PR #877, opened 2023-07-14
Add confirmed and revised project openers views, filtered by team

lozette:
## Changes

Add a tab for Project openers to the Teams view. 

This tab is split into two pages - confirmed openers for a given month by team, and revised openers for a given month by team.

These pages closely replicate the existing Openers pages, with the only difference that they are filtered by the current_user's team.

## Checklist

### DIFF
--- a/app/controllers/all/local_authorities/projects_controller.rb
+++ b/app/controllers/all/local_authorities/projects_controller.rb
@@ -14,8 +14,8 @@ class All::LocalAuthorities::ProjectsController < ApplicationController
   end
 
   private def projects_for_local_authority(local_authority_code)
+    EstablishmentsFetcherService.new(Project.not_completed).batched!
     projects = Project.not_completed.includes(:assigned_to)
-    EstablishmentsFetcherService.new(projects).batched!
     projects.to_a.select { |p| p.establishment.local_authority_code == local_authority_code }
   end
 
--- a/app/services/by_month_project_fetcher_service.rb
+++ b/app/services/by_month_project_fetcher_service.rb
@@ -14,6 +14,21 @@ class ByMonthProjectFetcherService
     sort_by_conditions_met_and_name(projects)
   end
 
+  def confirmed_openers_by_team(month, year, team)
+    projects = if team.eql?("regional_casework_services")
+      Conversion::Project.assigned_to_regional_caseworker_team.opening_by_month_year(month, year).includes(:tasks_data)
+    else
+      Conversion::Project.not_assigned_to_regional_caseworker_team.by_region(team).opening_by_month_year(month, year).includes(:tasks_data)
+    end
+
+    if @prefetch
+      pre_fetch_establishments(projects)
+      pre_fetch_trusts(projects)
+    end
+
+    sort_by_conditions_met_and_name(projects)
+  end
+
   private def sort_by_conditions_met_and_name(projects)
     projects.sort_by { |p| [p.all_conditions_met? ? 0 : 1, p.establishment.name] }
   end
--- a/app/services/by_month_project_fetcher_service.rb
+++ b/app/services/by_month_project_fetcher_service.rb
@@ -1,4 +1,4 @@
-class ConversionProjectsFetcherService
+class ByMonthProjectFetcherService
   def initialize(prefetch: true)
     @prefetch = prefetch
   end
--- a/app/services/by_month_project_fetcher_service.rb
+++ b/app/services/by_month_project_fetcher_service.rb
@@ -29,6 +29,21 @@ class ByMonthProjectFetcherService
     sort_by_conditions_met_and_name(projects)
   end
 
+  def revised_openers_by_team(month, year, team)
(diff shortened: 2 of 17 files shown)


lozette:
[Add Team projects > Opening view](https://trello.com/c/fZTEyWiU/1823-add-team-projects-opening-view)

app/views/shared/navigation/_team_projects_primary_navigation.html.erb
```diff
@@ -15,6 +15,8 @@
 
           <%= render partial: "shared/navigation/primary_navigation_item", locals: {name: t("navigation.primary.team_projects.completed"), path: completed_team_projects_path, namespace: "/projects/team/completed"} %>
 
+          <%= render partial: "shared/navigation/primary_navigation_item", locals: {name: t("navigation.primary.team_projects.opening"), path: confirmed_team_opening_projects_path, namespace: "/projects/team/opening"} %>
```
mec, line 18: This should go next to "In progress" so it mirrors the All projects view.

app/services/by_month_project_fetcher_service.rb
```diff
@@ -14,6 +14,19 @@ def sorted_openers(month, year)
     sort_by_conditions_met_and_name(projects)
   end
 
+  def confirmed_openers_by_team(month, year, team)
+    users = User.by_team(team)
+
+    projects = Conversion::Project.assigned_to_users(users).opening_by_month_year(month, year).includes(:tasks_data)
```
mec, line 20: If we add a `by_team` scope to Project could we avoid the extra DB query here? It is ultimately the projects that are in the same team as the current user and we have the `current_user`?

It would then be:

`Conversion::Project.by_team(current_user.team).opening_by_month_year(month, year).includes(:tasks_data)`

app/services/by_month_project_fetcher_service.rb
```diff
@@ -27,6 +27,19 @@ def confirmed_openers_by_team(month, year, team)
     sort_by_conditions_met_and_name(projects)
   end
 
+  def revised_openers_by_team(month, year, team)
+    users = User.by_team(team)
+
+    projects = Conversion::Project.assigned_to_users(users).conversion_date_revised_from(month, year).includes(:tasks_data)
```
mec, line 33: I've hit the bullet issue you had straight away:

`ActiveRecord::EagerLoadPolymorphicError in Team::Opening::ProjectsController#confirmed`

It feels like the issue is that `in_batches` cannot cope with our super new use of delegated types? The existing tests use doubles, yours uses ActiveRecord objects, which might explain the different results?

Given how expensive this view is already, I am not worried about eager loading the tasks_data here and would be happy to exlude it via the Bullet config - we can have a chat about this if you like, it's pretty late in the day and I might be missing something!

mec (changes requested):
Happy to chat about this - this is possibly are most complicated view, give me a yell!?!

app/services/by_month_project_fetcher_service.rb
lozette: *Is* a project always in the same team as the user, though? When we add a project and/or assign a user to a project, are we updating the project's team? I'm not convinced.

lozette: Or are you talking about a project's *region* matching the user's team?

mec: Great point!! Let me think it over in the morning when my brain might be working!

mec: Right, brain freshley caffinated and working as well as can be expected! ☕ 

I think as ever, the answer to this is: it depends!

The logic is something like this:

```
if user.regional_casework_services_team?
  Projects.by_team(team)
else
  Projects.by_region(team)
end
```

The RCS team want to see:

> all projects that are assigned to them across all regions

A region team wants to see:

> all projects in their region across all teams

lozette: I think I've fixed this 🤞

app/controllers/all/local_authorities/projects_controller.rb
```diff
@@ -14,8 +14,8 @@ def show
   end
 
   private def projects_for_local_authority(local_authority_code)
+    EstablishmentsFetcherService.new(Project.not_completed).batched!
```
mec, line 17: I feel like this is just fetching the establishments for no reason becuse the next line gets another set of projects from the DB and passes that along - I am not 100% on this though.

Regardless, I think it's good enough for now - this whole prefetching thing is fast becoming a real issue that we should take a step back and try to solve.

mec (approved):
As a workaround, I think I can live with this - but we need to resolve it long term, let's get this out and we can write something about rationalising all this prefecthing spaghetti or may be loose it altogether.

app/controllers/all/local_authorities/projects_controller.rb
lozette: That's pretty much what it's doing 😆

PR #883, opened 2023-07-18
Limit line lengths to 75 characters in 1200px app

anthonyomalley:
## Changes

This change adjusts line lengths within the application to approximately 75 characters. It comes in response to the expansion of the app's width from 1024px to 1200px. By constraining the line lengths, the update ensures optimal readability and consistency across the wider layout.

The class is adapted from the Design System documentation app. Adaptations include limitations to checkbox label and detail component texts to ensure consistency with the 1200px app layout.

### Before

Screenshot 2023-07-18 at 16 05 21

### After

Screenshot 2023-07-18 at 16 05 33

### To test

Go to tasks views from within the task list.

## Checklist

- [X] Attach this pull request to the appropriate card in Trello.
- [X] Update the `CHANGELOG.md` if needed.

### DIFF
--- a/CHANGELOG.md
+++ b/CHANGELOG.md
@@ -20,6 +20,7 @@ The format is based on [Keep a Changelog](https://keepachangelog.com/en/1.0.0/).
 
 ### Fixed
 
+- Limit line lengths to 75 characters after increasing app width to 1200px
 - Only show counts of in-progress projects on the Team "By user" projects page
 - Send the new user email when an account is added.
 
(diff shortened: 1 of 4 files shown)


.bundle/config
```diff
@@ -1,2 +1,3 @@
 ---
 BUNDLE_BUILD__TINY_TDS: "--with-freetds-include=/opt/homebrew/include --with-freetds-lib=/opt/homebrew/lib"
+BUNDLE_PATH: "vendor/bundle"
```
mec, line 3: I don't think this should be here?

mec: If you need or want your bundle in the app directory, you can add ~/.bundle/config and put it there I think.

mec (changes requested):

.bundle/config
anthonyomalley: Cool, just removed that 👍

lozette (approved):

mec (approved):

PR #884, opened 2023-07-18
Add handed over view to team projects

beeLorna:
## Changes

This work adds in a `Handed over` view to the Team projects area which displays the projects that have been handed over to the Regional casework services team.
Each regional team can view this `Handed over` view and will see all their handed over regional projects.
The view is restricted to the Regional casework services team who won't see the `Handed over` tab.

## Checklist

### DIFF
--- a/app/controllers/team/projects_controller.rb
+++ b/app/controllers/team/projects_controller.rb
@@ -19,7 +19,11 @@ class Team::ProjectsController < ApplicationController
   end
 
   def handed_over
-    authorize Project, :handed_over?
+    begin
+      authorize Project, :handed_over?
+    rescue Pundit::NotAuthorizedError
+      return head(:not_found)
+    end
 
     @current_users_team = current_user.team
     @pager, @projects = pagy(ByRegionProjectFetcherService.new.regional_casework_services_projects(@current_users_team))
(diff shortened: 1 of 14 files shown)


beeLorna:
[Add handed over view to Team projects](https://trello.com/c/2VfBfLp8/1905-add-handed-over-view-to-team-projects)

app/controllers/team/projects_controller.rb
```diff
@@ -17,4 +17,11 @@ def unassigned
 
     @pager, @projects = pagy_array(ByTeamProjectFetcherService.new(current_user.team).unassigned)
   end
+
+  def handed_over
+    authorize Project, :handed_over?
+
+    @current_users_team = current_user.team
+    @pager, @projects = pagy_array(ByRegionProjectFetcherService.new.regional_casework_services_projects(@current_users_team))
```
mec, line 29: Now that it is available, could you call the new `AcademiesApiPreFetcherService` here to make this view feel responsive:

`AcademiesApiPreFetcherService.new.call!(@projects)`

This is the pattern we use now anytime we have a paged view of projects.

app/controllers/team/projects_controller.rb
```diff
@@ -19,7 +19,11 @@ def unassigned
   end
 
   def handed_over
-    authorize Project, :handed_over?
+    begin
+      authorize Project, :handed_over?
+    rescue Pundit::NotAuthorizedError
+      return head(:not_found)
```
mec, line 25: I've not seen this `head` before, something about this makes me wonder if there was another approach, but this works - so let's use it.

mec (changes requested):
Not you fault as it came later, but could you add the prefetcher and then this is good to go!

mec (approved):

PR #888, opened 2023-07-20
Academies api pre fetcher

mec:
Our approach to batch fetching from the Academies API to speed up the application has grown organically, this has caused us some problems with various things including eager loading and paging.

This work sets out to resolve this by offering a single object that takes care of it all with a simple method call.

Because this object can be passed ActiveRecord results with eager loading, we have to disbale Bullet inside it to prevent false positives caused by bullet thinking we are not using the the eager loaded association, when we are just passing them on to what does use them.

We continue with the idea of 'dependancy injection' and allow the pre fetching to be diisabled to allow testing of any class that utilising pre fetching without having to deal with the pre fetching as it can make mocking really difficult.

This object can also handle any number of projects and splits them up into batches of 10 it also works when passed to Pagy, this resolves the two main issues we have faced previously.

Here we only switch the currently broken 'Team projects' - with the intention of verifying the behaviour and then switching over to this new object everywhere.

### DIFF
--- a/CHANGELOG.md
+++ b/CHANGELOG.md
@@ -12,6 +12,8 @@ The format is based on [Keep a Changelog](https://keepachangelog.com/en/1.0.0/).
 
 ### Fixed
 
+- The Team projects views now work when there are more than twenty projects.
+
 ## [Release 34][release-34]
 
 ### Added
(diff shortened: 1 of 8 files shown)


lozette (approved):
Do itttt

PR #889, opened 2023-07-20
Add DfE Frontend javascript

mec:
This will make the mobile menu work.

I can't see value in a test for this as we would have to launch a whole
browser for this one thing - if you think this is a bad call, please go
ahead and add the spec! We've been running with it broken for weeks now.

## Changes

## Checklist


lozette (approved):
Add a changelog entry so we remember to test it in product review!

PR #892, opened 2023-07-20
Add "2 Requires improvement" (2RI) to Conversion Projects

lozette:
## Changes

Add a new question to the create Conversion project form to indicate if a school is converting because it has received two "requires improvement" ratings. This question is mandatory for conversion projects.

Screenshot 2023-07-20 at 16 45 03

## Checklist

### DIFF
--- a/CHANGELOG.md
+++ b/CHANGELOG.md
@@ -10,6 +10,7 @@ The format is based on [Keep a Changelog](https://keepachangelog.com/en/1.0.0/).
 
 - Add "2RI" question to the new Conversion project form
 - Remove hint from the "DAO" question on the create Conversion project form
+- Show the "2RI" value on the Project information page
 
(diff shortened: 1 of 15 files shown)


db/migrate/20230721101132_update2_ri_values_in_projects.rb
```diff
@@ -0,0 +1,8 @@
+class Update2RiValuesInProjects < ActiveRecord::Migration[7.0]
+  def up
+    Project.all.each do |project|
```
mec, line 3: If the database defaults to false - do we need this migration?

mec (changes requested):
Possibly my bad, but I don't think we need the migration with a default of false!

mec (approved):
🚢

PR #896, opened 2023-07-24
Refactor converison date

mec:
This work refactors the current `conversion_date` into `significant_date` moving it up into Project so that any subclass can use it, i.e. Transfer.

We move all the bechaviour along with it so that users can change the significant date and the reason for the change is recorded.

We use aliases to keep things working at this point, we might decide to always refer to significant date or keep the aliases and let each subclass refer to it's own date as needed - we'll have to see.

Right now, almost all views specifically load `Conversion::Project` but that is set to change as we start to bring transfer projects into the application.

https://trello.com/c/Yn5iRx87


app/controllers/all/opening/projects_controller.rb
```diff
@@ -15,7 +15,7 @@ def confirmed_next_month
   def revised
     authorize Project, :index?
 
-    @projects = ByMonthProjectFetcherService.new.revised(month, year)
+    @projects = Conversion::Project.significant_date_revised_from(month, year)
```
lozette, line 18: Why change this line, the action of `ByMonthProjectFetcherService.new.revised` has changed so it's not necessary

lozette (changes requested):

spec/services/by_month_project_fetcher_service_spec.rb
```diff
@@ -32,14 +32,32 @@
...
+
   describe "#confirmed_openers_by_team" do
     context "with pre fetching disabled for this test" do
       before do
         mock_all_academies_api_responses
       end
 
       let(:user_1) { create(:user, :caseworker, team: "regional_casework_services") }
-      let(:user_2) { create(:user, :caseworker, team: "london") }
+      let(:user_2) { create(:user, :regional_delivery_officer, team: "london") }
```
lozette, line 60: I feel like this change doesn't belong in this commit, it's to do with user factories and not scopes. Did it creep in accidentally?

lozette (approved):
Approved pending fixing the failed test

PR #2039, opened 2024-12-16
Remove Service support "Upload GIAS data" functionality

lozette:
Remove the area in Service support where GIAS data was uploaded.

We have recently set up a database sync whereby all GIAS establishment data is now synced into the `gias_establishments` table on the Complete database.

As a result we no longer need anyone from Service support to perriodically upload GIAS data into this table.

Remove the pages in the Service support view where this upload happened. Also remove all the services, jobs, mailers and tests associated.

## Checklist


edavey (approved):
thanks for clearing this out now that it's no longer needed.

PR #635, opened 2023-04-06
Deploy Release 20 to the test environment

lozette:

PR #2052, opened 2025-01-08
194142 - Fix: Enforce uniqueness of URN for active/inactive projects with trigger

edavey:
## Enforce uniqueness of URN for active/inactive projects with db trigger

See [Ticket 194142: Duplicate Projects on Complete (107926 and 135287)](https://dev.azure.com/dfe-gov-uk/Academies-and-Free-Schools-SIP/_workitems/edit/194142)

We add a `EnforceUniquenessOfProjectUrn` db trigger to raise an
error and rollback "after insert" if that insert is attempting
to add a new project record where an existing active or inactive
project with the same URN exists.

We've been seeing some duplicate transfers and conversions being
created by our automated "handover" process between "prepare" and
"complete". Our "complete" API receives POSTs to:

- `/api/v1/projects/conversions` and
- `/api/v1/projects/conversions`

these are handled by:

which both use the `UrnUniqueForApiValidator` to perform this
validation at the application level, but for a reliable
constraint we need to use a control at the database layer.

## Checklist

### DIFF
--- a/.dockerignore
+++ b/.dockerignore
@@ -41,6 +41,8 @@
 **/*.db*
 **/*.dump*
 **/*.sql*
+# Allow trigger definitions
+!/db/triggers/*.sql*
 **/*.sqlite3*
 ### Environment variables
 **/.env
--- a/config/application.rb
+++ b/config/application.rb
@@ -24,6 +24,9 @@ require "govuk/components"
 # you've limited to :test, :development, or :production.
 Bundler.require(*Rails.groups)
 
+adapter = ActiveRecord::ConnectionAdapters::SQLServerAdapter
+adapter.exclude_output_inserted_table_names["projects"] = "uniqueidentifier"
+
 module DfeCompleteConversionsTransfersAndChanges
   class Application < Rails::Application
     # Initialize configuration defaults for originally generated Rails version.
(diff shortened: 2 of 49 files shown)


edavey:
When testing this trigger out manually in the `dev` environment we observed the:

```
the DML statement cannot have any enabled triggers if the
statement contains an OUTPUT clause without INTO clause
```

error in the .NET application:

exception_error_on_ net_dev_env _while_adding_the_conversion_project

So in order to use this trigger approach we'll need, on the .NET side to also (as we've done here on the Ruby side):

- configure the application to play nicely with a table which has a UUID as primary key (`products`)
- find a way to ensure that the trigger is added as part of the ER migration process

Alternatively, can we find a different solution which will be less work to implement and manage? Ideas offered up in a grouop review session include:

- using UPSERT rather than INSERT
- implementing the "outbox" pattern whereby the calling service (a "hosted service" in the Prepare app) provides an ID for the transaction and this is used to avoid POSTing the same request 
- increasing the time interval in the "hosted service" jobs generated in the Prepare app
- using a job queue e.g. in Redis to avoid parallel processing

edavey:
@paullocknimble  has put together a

§ The task
Lines from the records above that hold "something" are the ones to list.

§ Your response
Given how expensive this view is already, I am not worried about eager loading the tasks_data here and would be happy to exlude it via the Bullet config - we can have a chat about this if you like, it's pretty late in the day and I might be missing something!
The logic is something like this:
As a workaround, I think I can live with this - but we need to resolve it long term, let's get this out and we can write something about rationalising all this prefecthing spaghetti or may be loose it altogether.
mec, line 25: I've not seen this `head` before, something about this makes me wonder if there was another approach, but this works - so let's use it.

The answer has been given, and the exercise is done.